Before You Start: Check for an IDL

Before manually decoding bytes, check if the program has a published Anchor IDL — it could save you the entire investigation:

# Try fetching the program's IDL (Anchor programs only)
anchor idl fetch PROGRAM_ADDRESS --provider.cluster mainnet

# Or check the IDL account directly
curl -X POST "RPC_URL" -d '{
  "method": "getAccountInfo",
  "params": ["IDL_ACCOUNT_ADDRESS", {"encoding": "base64"}]
}'

If an IDL exists, it gives you the full account layout and instruction definitions for free. This guide covers what to do when there isn’t one.

What We Started With

A wallet address: 7xKXtg2CW87d97TXJSDpbD5jBkheTqA83TZRuJosgAsU
A program address: SKRskrmtL83pcL4YqLWt6iPefDqwXQWHSw9S9vz94BZ
A question: “Why haven’t I received any staking rewards?”

No source code. No documentation. No ABI. Just raw bytes on-chain.

The Toolbox

Before diving in, here’s what you need:

Tool	What It Does
Helius Enhanced Transactions API	Returns human-readable transaction history with parsed token transfers
Solana RPC (`getAccountInfo`)	Fetches raw binary data from any on-chain account
Solana RPC (`getTokenAccountBalance`)	Gets SPL token balance for a token account
Python/Node	For decoding binary data (base64 → bytes → u64/pubkeys)
Base58 decoder	Converts Solana addresses to/from raw bytes

You can use any Solana RPC provider (Helius, QuickNode, Alchemy, etc).
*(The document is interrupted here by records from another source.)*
PR #952, opened 2025-09-26
Add support for literals in compact patterns

### LINKED ISSUE #917: Literal quotes not removed from compact number/currency formats
Hey :wave: 

As you can see in the following example, literal quotes are not fully removed from compact number/currency formats.  

```js
Globalize("de").formatNumber(1_000_000, { compact: "short" });
// => 1 Mio'.'

Globalize("de").formatCurrency(1_000_000, "EUR", { compact: "short" });
// => 1 Mio'.' €
```

This is a regression that was introduced in [1.5.0](https://github.com/globalizejs/globalize/releases/tag/1.5.0) with this commit [8b2a006](
https://github.com/globalizejs/globalize/commit/8b2a006d759e83f2f8fb898d36fe033db9edb3c3#diff-74c9f6f524f9fc9829dba4c29952bcd7d08b282664142f13b9c35bdbc9e1a396L143).

What would be a good approach to fix this? Does it make sense to remove literal quotes specifically from the `compact` part, or do we need to take more parts into consideration? Literal quotes are already partially removed in `stringToParts`.

### LINKED ISSUE #946: Globalize date formatter prints quotes around string literals when using short formats
When running the following
```
var Globalize = require( "globalize" );
Globalize.load( require( "cldr-data" ).entireSupplemental() );
Globalize.load( require( "cldr-data" ).entireMainFor( "en", "es", "bg" ) );
console.log("Globalize curr with formatCurrency:" + Globalize("bg").formatCurrency(11231241223, "BGN", {
   compact: "short"
}));

console.log("Globalize curr with currencyFormatter:" + Globalize("bg").currencyFormatter("BGN", {
     compact: "short"
})(11231241223)); 
```

we get:
```
Globalize curr with formatCurrency:11 млрд'.' лв.
Globalize curr with currencyFormatter:11 млрд'.' лв.
```
I believe this is incorrect, and that the single quotes should not be there

The data is coming, I believe, from [here](https://github.com/unicode-org/cldr-json/blob/main/cldr-json/cldr-numbers-modern/main/bg/numbers.json)

movermeyer-stripe:
### What are you trying to accomplish?

The code was not accounting for the possibility of string literals in compact patterns ([example](https://github.com/unicode-org/cldr/blob/ae7926603d478433266d79b88a8d05d30b7da3cf/common/main/de.xml#L6629)).

This was causing issues with the compact rendering of numbers in some languages.  

### What approach did you choose and why?

Copied the same regex for detecting literals in the `stringToParts` function, and applied it to `compactPattern`.

### What should reviewers focus on?

That the regex makes sense.

It's safe to add the `'` to the negated character class, since a `'` is either the start of a string literal or should be escaped with a second `'`, both of which are covered by the first case in the alternation.  

### The impact of these changes

Fixes https://github.com/globalizejs/globalize/issues/917
Fixes https://github.com/globalizejs/globalize/issues/946

### DIFF
--- a/src/number/format.js
+++ b/src/number/format.js
@@ -174,11 +174,11 @@ return function( number, properties, pluralGenerator ) {
 		// format-properties.
 		aux = function( string ) {
 			var parts = [];
-			string.replace( /(\s+)|([^\s0]+)/g, function( _garbage, space, compact ) {
+			string.replace( /('(?:[^']|'')+'|''|\s+)|([^\s'0]+)/g, function( _garbage, literal, compact ) {
 
 				// Literals
-				if ( space ) {
-					partsPush( parts, "literal", space );
+				if ( literal ) {
+					partsPush( parts, "literal", removeLiteralQuotes( literal ) );
 					return;
 				}
 
--- a/test/functional/currency/format-currency.js
+++ b/test/functional/currency/format-currency.js
@@ -1,5 +1,7 @@
 define([
 	"globalize",
+	"json!cldr-data/main/de/currencies.json",
+	"json!cldr-data/main/de/numbers.json",
 	"json!cldr-data/main/en/currencies.json",
 	"json!cldr-data/main/en/numbers.json",
 	"json!cldr-data/supplemental/currencyData.json",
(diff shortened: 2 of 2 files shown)


rxaviers:
Released 1.7.1

PR #533, opened 2022-07-07
Use POST for job submission instead of PUT

kylewillmon:
The `/api/v0/data/jobs` endpoint is adding support for the more correct `POST` method. The CLI should update to match as soon as this method is available in prod.


cd-work (approved):
Confirmed this works with `phylum analyze`.

PR #539, opened 2022-07-11
Validate file permissions in Phylum extension API

### LINKED ISSUE #523: Extensions should check permissions for phylum API functions
The current implementation for CLI extensions does not restrict its API based on the permissions of the extensions. This could lead to some permission bypass scenarios.

For example, the `parse_lockfile()` function can be used on files that the extension does not have permission to read. With the right parser and file combination, this may allow the caller to read some contents of the file. As we add support for more types of lock files, we open up more potential for this attack or others like it.

We should review our API and add permission checks as necessary to avoid this sort of potential attack.

cd-work:
Since some of our own APIs access user-defined files and return parts of
these files, it's necessary to validate the access against the
extension's permissions.

Closes #523.

### DIFF
--- a/cli/src/commands/extensions/permissions.rs
+++ b/cli/src/commands/extensions/permissions.rs
@@ -6,8 +6,15 @@ use serde::de::Error as _;
 use serde::{Deserialize, Deserializer, Serialize};
 
 /// Resource permissions.
-#[derive(Serialize, Deserialize, Clone, Default, Debug)]
+#[derive(Serialize, Deserialize, Clone, Default, Debug, PartialEq, Eq)]
+#[serde(transparent)]
 pub struct Permission(Option<Vec<String>>);
+
+impl From<Option<Vec<String>>> for Permission {
+    fn from(raw: Option<Vec<String>>) -> Self {
+        Permission(raw)
+    }
+}
 
 impl Permission {
     // XXX In Deno, `Some(vec![])` actually means "allow all". We never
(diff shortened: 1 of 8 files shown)


cli/src/commands/extensions/permissions.rs
```diff
@@ -1,29 +1,53 @@
...
+    }
+
+    /// Check if access to resource is permitted.
+    pub fn validate(&self, resource: &String, resource_type: &str) -> Result<()> {
+        if self.get().map_or(false, |allowed| allowed.contains(resource)) {
+            Ok(())
+        } else {
+            Err(anyhow!("Requires {resource_type} access to {resource:?}"))
+        }
+    }
```
cd-work, line 28: I pass the `resource_type` in here just for the error, but I'd love to hear about ideas how this could be automatically inferred from the `Permission` struct.

I've considered adding like a trait bound with a phantomdata on it, then specify permissions as `Permission<Net>` where `Net` has a function to return `"net"`, but that seems like **a lot** of additional boilerplate.

cli/tests/common/mod.rs
```diff
@@ -1,10 +1,13 @@
...
 use std::ffi::OsStr;
+use std::fs::{self, File};
+use std::io::Write;
 use std::path::{Path, PathBuf};
-use std::{env, fs};
 
 pub use assert_cmd::assert::Assert;
 pub use assert_cmd::Command;
 use phylum_cli::api::{PhylumApi, PhylumApiError, ResponseError};
+use phylum_cli::commands::extensions::permissions::Permissions;
```
andreaphylum, line 10: I'm not sure whether it would be better to condition the whole module on `#[cfg(feature = "extensions")]` or to put this only where applicable. We aren't really running integration tests that don't have this feature yet, but might in the future, unless we plan on removing the feature eventually.

andreaphylum (changes requested):

cli/tests/common/mod.rs
cd-work: I've just added a bunch of attributes, should hopefully be fine until the feature is published.

andreaphylum (approved):

cli/src/commands/extensions/permissions.rs
andreaphylum: I think it is not necessary to have this right now, but going forward if we realize we want some form of validation having specialized permission types could be an option there. Those could implement some trait with default methods. It is also quite a bit of boilerplate, so I'd say we're still in the same league.

Another option could be to just add an enum field to the permissions object, which maybe could be a bit less heavy handed on boilerplate than using phantom data but is also non-zero cost.

PR #546, opened 2022-07-13
Fix clippy ref warning in extension API

cd-work:
This fixes an issue where clippy would complain about references being
held across await points in our async extension APIs.

The underlying issue is that mutable access to our `RefCell` state would
panic when another asynchronous method held a reference to it across
await points.

This patch does not fix the underlying issue, but instead provides
guidelines to help developers avoid the pitfalls with mutable references
in asynchronous code.

### DIFF
--- a/cli/src/commands/extensions/api.rs
+++ b/cli/src/commands/extensions/api.rs
@@ -33,7 +33,7 @@ async fn analyze(
 ) -> Result<ProjectId> {
     // Ensure extension has file read-access.
     let state = ExtensionState::from(op_state);
-    state.permissions().read.validate(&lockfile, "read")?;
+    state.permissions.read.validate(&lockfile, "read")?;
 
     let api = state.api().await?;
 
@@ -168,7 +168,7 @@ async fn parse_lockfile(
 ) -> Result<Vec<PackageDescriptor>> {
     // Ensure extension has file read-access.
     let state = ExtensionState::from(op_state);
-    state.permissions().read.validate(&lockfile, "read")?;
+    state.permissions.read.validate(&lockfile, "read")?;
 
     // Fallback to automatic parser without lockfile type specified.
     let lockfile_type = match lockfile_type {
--- a/cli/src/commands/extensions/api.rs
+++ b/cli/src/commands/extensions/api.rs
@@ -1,12 +1,12 @@
-use std::cell::{Ref, RefCell};
-use std::ops::Deref;
+//! Extension API functions.
+
+use std::cell::RefCell;
 use std::path::Path;
 use std::rc::Rc;
 use std::str::FromStr;
 
 use anyhow::{anyhow, Context, Error, Result};
 use deno_runtime::deno_core::{op, OpDecl, OpState};
-use futures::future::BoxFuture;
 use phylum_types::types::auth::{AccessToken, RefreshToken};
 use phylum_types::types::common::{JobId, ProjectId};
 use phylum_types::types::job::JobStatusResponse;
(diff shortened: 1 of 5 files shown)


cli/src/commands/extensions/api.rs
```diff
@@ -50,6 +49,23 @@ impl<T: Unpin> OnceFuture<T> {
...
+// which could be held across await points.
+//
+// When making a field of `ExtensionState` mutably accessible, the mutation
+// should occur internally through SYNCHRONOUS methods (e.g. `with_x(|x| ...)`),
+// so holding a mutable reference is impossible.
+//
+// If a mutable reference MUST be held across await points, like `PhylumApi`,
+// its synchronization should force blocking through an async-safe `Mutex`. This
+// will stall all extension API methods trying to access this field, so ensure
+// the blocking duration is minimal.
```
cd-work, line 67: I've discussed this with @andreaphylum in Slack and I think this is a good summary of how to deal with the potential pitfalls here.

The Enhanced Transactions API is Helius-specific and saves a lot of time vs raw getTransaction calls.

Step 1: Start With Transaction History

The principle: Account data on its own is just meaningless bytes. But transactions show those bytes in action — alongside things you already recognize (your wallet address, the Token Program, token transfers with real amounts). The things you can already identify help you decode the things you can’t. Start here.

What to do:

Fetch the wallet’s transaction history filtered to the program you care about:

curl "https://api.helius.xyz/v0/addresses/YOUR_WALLET/transactions?api-key=KEY&limit=50"

What to look for:

Each transaction contains:

instructions[] — the program calls made, with their accounts and data
tokenTransfers[] — any SPL tokens that moved (mint, amount, from, to)
timestamp / slot — when it happened

Filter to only transactions that include your target program:

for tx in transactions:
    for ix in tx['instructions']:
        if ix['programId'] == 'SKRskrmtL83pcL4YqLWt6iPefDqwXQWHSw9S9vz94BZ':
            print(ix['accounts'])  # <- this is gold
            print(ix['data'])      # <- instruction data (discriminator + args)

What we found:

The user had 17 staking transactions. Each staking instruction had 12 accounts in a consistent pattern:

[0]  3vZ67GJ1TkPGVm7pFLZkzYmVwgHEkJoGq1pNFsMXy3MV   <- ???
[1]  4HQy82s9CHTv1GsYKnANHMiHfhcqesYkK6sB3RDSYyqw   <- ???
[2]  DPJ58trLsF9yPrBa2pk6UaRkvqW8hWUYjawe788WBuqr   <- ???
[3]  7xKXtg2CW87d97TXJSDpbD5jBkheTqA83TZRuJosgAsU   <- user's wallet!
[4]  7xKXtg2CW87d97TXJSDpbD5jBkheTqA83TZRuJosgAsU   <- same (fee payer)
[5]  9dKtcYMpbMK2BaRqFzgHJkR5DBodNbJvAiNi3e3fqMLP   <- ???
[6]  8isViKbwhuhFhsv2t8vaFL74pKCqaFPQXo1KkeQwZbB8   <- ???
[7]  SKRbvo6Gf7GondiT3BbTfuRDPqLWei4j2Qy2NPGZhW3   <- token mint!
[8]  TokenkegQfeZyiNwAJbNbGKPFXCWuBvf9Ss623VQ5DA     <- Token Program
[9]  11111111111111111111111111111111                   <- System Program
[10] Hy7LRZK5GnpVHQzcGNHF9qPUgtjRDXS2BUiQps7ePnkG   <- ???
[11] SKRskrmtL83pcL4YqLWt6iPefDqwXQWHSw9S9vz94BZ    <- the program itself

We immediately know accounts [3]/[4] (wallet), [7] (token mint), [8] (Token Program), [9] (System Program), [11] (staking program). The unknowns need investigation.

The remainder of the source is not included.